Once your tables contain some data, you have the option of changing existing records. The most frequent reason for doing this is if information has been entered incorrectly. Or, in the case of user information, if data gets changed (such as a last name or email address) and that needs to be reflected in the database.

The syntax for updating columns is

UPDATE tablename SET column=value

You can adjust multiple columns at one time, separating each from the next by a comma.

UPDATE tablename SET column1='value', column2='value2'...

Normally you will want to use a WHERE clause to specify what rows to affect; otherwise, the change would be applied to every row.

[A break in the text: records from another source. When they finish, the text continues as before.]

PR #2716, opened 2019-01-18
Export GO MODULES in GNUMakefile

metacpp:
1. Export the `GO111MODULE` and `GOFLAGS` in `GNUmakefile` before starting any sub-shell instance.
2. Add `modcheck` target to benefit building/testing process.
3. Disable `GO111MODULE` for `gometalinter` to avoid timeout issue.


metacpp:
@tombuildsstuff The `go mod` functionality is currently disabled in Travis CI. I am not sure if it's by intention or not. But the checksum issue is really noisy each time when you'd like to have a vendor copy for new package.

go.sum
```diff
@@ -68,7 +68,7 @@ github.com/hashicorp/go-azure-helpers v0.0.0-20181211121309-38db96513363 h1:9d0j
 github.com/hashicorp/go-azure-helpers v0.0.0-20181211121309-38db96513363/go.mod h1:Y5ejHZY3jQby82dOASJzyQ2xZw37zs+D5x6AaOC6O5E=
 github.com/hashicorp/go-cleanhttp v0.0.0-20170211013415-3573b8b52aa7 h1:67fHcS+inUoiIqWCKIqeDuq2AlPHNHPiTqp97LdQ+bc=
 github.com/hashicorp/go-cleanhttp v0.0.0-20170211013415-3573b8b52aa7/go.mod h1:JpRdi6/HCYpAwUzNwuwqhbovhLtngrth3wmdIIUrZ80=
-github.com/hashicorp/go-getter v0.0.0-20180226183729-64040d90d4ab h1:ap3umB+Fouf/i1/N1q0AZLjOxSg1s8RIQ159wc7wNPE=
+github.com/hashicorp/go-getter v0.0.0-20180226183729-64040d90d4ab h1:q9prbneWtMiyRZWcIZM5gFEIp7ROi+/iXd1fbLTY9T4=
```
tombuildsstuff: I've run `go mod vendor` and can't reproduce this, where are you seeing this issue?

GNUmakefile
```diff
@@ -4,8 +4,10 @@ PKG_NAME=azurerm
 
 #make sure we catch schema errors during testing
 TF_SCHEMA_PANIC_ON_ERROR=1
-GO111MODULE=on
-GOFLAGS=-mod=vendor
+
+# Turn on Go modules and use local vendor copy by default
+export GO111MODULE=on
+export GOFLAGS=-mod=vendor
```
tombuildsstuff: Go Modules should be enabled within Travis since we get a `go get` error if we don't run the tooling command with `GO111MODULE=off` - as such I don't believe this change is necessary? is this a Windows specific bug?

go.sum
metacpp: I always see this error in my MacBook Pro, even the module cache folder, $GOPATH/pkg/mod, is cleaned.

metacpp: This seems to be a known issue in Go before 1.11.4:
https://github.com/golang/go/issues/29281

katbyte: maybe that is why i am not seeing the issue, running go 1.11.4 here

GNUmakefile
tombuildsstuff: @metacpp your PR's running `go mod vendor` outside of the makefile [where this functionality is turned on](https://github.com/terraform-providers/terraform-provider-azurerm/blob/master/GNUmakefile#L6-L8) - as such this functionality won't be enabled outside of the Makefile.

go.sum
tombuildsstuff: @metacpp please upgrade to Go 1.11.4 to resolve this issue

tombuildsstuff:
hi @metacpp 

Thanks for this PR - it appears this can be resolved by upgrading to Go 1.11.4 (since this is a breaking change within Golang) - since we should be on the latest `1.11.x` release, would you mind upgrading? As such I'm going to close this PR for the moment since this isn't required.

Thanks!

GNUmakefile
metacpp: Yes, the above Travis result link is to `prove` `GO111MODULE` is disabled by default.

I did another change to test running of `go mod` in GNUMakefile. And it is also not working:
https://travis-ci.org/terraform-providers/terraform-provider-azurerm/builds/483537544?utm_source=github_status&utm_medium=notification (edited) 

Please take a look at this link: 
https://stackoverflow.com/questions/27282660/setting-environment-variables-in-a-makefile

Each line of recipe will be a sub-shell instance, to make things simpler here, we'd better just `export` them in GNUMakefile.

metacpp:
I've removed the change on the `go.sum` file, considering that it's hard reproduce in other environment. But I still keep the change on GNUMakefile, coz it's easily to reproduce on local/travis environment.

metacpp:
Looks like that running `go mod verify` in Travis has below issue:
```
o: golang.org/x/sync@v0.0.0-20181221193216-37e7f081c4d4: git fetch -f origin refs/heads/*:refs/heads/* refs/tags/*:refs/tags/* in /home/travis/gopath/pkg/mod/cache/vcs/55179c5d8c4db2eaed9fae4682d4c84a1fd3612df666b372bef3bbb997c9601f: exit status 128:
	fatal: remote error: 
	
	
	Invalid authentication credentials.
	
	Please generate a new identifier:
	  https://go.googlesource.com/new-password
```

tombuildsstuff:
Closing as discussed offline

PR #2717, opened 2019-01-19
Fix bugs of `sidebar_current` for documents.

JunyiYi:
This PR fixes the following issues in all data source and resource documentations:
* No item is highlighted
* Multiple unrelated items are highlighted
* Hierarchical items are not highlighted

### DIFF
--- a/website/docs/r/log_analytics_workspace.html.markdown
+++ b/website/docs/r/log_analytics_workspace.html.markdown
@@ -1,7 +1,7 @@
 ---
 layout: "azurerm"
 page_title: "Azure Resource Manager: azurerm_log_analytics_workspace"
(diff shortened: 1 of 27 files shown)


website/docs/r/log_analytics_workspace.html.markdown
```diff
@@ -1,7 +1,7 @@
 ---
 layout: "azurerm"
 page_title: "Azure Resource Manager: azurerm_log_analytics_workspace"
-sidebar_current: "docs-azurerm-resource-oms-log-analytics-workspace"
+sidebar_current: "docs-azurerm-oms-log-analytics-workspace-x"
```
metacpp: Why do you add `-x` here ? And it seems that every change in this PR has it.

UPDATE tablename SET column1='value' WHERE column2='value2

Updates, along with deletions, are one of the most important reasons to use a primary key. This number, which should never change, can be a reference point in WHERE clauses, even if every other field needs to be altered.

To update records:

Find the client ID and name of any client without a phone number listed (Figure 5.23).

SELECT client_id, client_name FROM clients WHERE client_phone IS NULL;

In order to perform the update, I'll need to know the primary key of the record.

Figure 5.23. Prior to updating a record, you must know what the primary key is for that record. Then you'll have a reference point for your UPDATE query (Figure 5.24).

Update the phone number for a specific client (Figure 5.24).

UPDATE clients SET client_phone = '(800) 123-4567' WHERE client_id = 2;

When I originally entered this client, I did not include this information. Using UPDATE, I can always go back in and assign this value later.

Figure 5.24. The UPDATE SQL command is an easy way to alter existing data in your tables.

Confirm that the update worked (Figure 5.25).

SELECT * FROM clients WHERE client_id=2 \G

Figure 5.25. A comparable SELECT query reflects the updated information.


  • Be extra certain to use a WHERE conditional whenever you use UPDATE unless you want the changes to affect every row.

  • You should never have to perform an UPDATE on the primary key column, because this value should never change. Altering a primary key in one table could destroy the integrity of a relationship with another table.

  • You can apply a LIMIT clause to an update to make sure it doesn't erroneously update too many records:

UPDATE clients SET client_phone = '(800) 123-4567' WHERE client_id = 2 LIMIT 1

With this query it's unlikely or impossible that more than one record would be updated, but the extra insurance is nice.